[Stored dataset items]

Issue #3303, opened 2019-04-08
`rev-save()` should record dataset.id of add subdatasets in .gitmodules


mih:
This (or something equivalent) would be necessary to be able to report `hasPart` metadata properties with proper identifiers. Otherwise we would depend on subdatasets being present upon metadata extraction, which can be a big thing to ask for.

PR #3304, opened 2019-04-08
ENH: Record a dataset's ID in a superdataset on `add/save` (fixes gh-3303)

mih:
Otherwise we have incomplete identity information on all dataset components (i.e. we only have the state of a subdataset, but not its persistent ID). This is an issue during metadata extraction, where we would require subdatasets to be around in order to be able to give a full report.

We already ensure that create(force=True) does not alter a dataset's ID, so getting out of sync would require manual fiddling with DataLad's internal config. Sure be safe...

### DIFF
--- a/datalad/core/local/tests/test_create.py
+++ b/datalad/core/local/tests/test_create.py
@@ -164,7 +164,7 @@ def test_create_sub(path):
     ds.rev_create()
 
     # 1. create sub and add to super:
-    subds = ds.rev_create(op.join("some", "what", "deeper")
+    subds = ds.rev_create(op.join("some", "what", "deeper"))
     ok_(isinstance(subds, Dataset))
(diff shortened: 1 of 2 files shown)


yarikoptic:
Should be ok... but the code which starts relying on it (probably should later add check to install/clone) should assure to not crash if there is no ID recorded.

mih:
Well, tests are going nuts in a few places. Apparently `datalad/interface/tests/test_ls_webui.py` tests on scenarios where `.gitmodules` is an annex file. Not yet sure whether this makes any sense or why it is happening.

mih:
I think I should move this into `rev_save()`. It should still catch all relevant cases, but not run counter to more simple-minded command assumptions

mih:
Finally!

▸ **Requirement**
Set down only the line containing "Should be ok..." and the lines after it through the end, exactly as they appear above.

▸ **Written solution**
Should be ok... but the code which starts relying on it (probably should later add check to install/clone) should assure to not crash if there is no ID recorded.

mih:
Well, tests are going nuts in a few places. Apparently `datalad/interface/tests/test_ls_webui.py` tests on scenarios where `.gitmodules` is an annex file. Not yet sure whether this makes any sense or why it is happening.

mih:
I think I should move this into `rev_save()`. It should still catch all relevant cases, but not run counter to more simple-minded command assumptions

mih:
Finally!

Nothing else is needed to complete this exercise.